◆ Exercise aim ◆
Print out each entry below exactly, please.

-- -- --

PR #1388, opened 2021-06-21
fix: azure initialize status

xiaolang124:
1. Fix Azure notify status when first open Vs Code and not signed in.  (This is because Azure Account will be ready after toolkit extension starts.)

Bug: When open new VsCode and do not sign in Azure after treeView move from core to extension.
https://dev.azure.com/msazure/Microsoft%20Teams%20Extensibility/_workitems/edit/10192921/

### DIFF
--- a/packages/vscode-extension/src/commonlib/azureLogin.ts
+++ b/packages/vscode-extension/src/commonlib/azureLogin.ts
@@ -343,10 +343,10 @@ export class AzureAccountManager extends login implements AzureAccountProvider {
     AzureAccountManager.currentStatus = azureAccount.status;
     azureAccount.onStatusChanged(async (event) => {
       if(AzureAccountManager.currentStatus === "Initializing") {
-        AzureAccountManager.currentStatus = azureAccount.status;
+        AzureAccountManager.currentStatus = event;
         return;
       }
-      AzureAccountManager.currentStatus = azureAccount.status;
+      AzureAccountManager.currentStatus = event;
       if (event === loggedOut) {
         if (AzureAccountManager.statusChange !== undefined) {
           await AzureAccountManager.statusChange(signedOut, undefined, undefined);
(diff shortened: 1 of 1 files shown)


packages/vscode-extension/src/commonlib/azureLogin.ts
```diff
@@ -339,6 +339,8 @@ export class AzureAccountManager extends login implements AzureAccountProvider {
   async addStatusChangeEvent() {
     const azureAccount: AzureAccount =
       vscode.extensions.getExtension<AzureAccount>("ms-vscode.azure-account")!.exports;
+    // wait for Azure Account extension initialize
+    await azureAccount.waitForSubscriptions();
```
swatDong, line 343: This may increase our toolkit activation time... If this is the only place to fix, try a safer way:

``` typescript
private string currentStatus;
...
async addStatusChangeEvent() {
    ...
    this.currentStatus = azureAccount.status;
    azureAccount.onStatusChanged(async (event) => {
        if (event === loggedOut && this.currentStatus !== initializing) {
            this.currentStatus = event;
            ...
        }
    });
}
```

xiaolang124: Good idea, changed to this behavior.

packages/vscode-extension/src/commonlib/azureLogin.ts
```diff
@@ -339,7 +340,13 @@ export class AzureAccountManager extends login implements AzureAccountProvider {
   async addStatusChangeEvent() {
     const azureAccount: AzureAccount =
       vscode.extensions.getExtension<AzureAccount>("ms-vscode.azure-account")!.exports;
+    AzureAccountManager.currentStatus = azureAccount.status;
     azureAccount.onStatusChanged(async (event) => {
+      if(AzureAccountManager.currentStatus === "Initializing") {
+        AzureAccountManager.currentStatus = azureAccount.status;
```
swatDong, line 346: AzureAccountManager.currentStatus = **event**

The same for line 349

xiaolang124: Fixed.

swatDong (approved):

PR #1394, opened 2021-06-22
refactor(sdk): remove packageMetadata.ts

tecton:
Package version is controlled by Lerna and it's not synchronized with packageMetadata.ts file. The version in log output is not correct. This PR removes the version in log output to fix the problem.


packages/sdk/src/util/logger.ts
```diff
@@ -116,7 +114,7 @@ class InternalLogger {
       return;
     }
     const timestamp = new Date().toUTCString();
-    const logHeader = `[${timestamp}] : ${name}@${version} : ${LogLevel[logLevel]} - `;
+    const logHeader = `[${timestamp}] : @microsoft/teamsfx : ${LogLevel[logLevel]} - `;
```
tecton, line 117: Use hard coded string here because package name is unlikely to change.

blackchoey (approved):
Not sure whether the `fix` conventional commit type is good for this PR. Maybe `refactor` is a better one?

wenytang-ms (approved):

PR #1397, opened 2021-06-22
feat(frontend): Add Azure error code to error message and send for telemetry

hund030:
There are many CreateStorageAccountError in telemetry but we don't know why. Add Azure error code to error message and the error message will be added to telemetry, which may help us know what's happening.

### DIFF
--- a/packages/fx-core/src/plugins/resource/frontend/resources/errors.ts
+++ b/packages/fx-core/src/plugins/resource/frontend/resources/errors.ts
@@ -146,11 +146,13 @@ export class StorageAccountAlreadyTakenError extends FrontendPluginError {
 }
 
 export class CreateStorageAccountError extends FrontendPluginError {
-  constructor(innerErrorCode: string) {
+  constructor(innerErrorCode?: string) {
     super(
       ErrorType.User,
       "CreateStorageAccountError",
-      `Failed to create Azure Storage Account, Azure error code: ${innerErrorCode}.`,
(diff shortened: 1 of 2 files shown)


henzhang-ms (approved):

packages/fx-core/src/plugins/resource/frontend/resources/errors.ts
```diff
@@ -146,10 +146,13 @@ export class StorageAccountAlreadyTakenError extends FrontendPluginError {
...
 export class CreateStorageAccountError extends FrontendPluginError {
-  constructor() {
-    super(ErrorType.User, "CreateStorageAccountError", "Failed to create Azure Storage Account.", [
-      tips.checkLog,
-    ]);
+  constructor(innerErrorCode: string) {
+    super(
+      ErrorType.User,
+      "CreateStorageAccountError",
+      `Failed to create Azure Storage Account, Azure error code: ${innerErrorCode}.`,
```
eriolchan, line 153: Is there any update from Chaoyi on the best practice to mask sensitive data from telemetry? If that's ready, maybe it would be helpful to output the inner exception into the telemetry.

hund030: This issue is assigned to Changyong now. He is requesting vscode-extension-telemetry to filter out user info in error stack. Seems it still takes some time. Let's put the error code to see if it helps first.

-- -- --

◆ Reply to the task ◆
PR #1388, opened 2021-06-21
fix: azure initialize status

xiaolang124:
1. Fix Azure notify status when first open Vs Code and not signed in.  (This is because Azure Account will be ready after toolkit extension starts.)

Bug: When open new VsCode and do not sign in Azure after treeView move from core to extension.
https://dev.azure.com/msazure/Microsoft%20Teams%20Extensibility/_workitems/edit/10192921/

### DIFF
--- a/packages/vscode-extension/src/commonlib/azureLogin.ts
+++ b/packages/vscode-extension/src/commonlib/azureLogin.ts
@@ -343,10 +343,10 @@ export class AzureAccountManager extends login implements AzureAccountProvider {
     AzureAccountManager.currentStatus = azureAccount.status;
     azureAccount.onStatusChanged(async (event) => {
       if(AzureAccountManager.currentStatus === "Initializing") {
-        AzureAccountManager.currentStatus = azureAccount.status;
+        AzureAccountManager.currentStatus = event;
         return;
       }
-      AzureAccountManager.currentStatus = azureAccount.status;
+      AzureAccountManager.currentStatus = event;
       if (event === loggedOut) {
         if (AzureAccountManager.statusChange !== undefined) {
           await AzureAccountManager.statusChange(signedOut, undefined, undefined);
(diff shortened: 1 of 1 files shown)


packages/vscode-extension/src/commonlib/azureLogin.ts
```diff
@@ -339,6 +339,8 @@ export class AzureAccountManager extends login implements AzureAccountProvider {
   async addStatusChangeEvent() {
     const azureAccount: AzureAccount =
       vscode.extensions.getExtension<AzureAccount>("ms-vscode.azure-account")!.exports;
+    // wait for Azure Account extension initialize
+    await azureAccount.waitForSubscriptions();
```
swatDong, line 343: This may increase our toolkit activation time... If this is the only place to fix, try a safer way:

``` typescript
private string currentStatus;
...
async addStatusChangeEvent() {
    ...
    this.currentStatus = azureAccount.status;
    azureAccount.onStatusChanged(async (event) => {
        if (event === loggedOut && this.currentStatus !== initializing) {
            this.currentStatus = event;
            ...
        }
    });
}
```

xiaolang124: Good idea, changed to this behavior.

packages/vscode-extension/src/commonlib/azureLogin.ts
```diff
@@ -339,7 +340,13 @@ export class AzureAccountManager extends login implements AzureAccountProvider {
   async addStatusChangeEvent() {
     const azureAccount: AzureAccount =
       vscode.extensions.getExtension<AzureAccount>("ms-vscode.azure-account")!.exports;
+    AzureAccountManager.currentStatus = azureAccount.status;
     azureAccount.onStatusChanged(async (event) => {
+      if(AzureAccountManager.currentStatus === "Initializing") {
+        AzureAccountManager.currentStatus = azureAccount.status;
```
swatDong, line 346: AzureAccountManager.currentStatus = **event**

The same for line 349

xiaolang124: Fixed.

swatDong (approved):

PR #1394, opened 2021-06-22
refactor(sdk): remove packageMetadata.ts

tecton:
Package version is controlled by Lerna and it's not synchronized with packageMetadata.ts file. The version in log output is not correct. This PR removes the version in log output to fix the problem.


packages/sdk/src/util/logger.ts
```diff
@@ -116,7 +114,7 @@ class InternalLogger {
       return;
     }
     const timestamp = new Date().toUTCString();
-    const logHeader = `[${timestamp}] : ${name}@${version} : ${LogLevel[logLevel]} - `;
+    const logHeader = `[${timestamp}] : @microsoft/teamsfx : ${LogLevel[logLevel]} - `;
```
tecton, line 117: Use hard coded string here because package name is unlikely to change.

blackchoey (approved):
Not sure whether the `fix` conventional commit type is good for this PR. Maybe `refactor` is a better one?

wenytang-ms (approved):

PR #1397, opened 2021-06-22
feat(frontend): Add Azure error code to error message and send for telemetry

hund030:
There are many CreateStorageAccountError in telemetry but we don't know why. Add Azure error code to error message and the error message will be added to telemetry, which may help us know what's happening.

### DIFF
--- a/packages/fx-core/src/plugins/resource/frontend/resources/errors.ts
+++ b/packages/fx-core/src/plugins/resource/frontend/resources/errors.ts
@@ -146,11 +146,13 @@ export class StorageAccountAlreadyTakenError extends FrontendPluginError {
 }
 
 export class CreateStorageAccountError extends FrontendPluginError {
-  constructor(innerErrorCode: string) {
+  constructor(innerErrorCode?: string) {
     super(
       ErrorType.User,
       "CreateStorageAccountError",
-      `Failed to create Azure Storage Account, Azure error code: ${innerErrorCode}.`,
(diff shortened: 1 of 2 files shown)


henzhang-ms (approved):

packages/fx-core/src/plugins/resource/frontend/resources/errors.ts
```diff
@@ -146,10 +146,13 @@ export class StorageAccountAlreadyTakenError extends FrontendPluginError {
...
 export class CreateStorageAccountError extends FrontendPluginError {
-  constructor() {
-    super(ErrorType.User, "CreateStorageAccountError", "Failed to create Azure Storage Account.", [
-      tips.checkLog,
-    ]);
+  constructor(innerErrorCode: string) {
+    super(
+      ErrorType.User,
+      "CreateStorageAccountError",
+      `Failed to create Azure Storage Account, Azure error code: ${innerErrorCode}.`,
```
eriolchan, line 153: Is there any update from Chaoyi on the best practice to mask sensitive data from telemetry? If that's ready, maybe it would be helpful to output the inner exception into the telemetry.

hund030: This issue is assigned to Changyong now. He is requesting vscode-extension-telemetry to filter out user info in error stack. Seems it still takes some time. Let's put the error code to see if it helps first.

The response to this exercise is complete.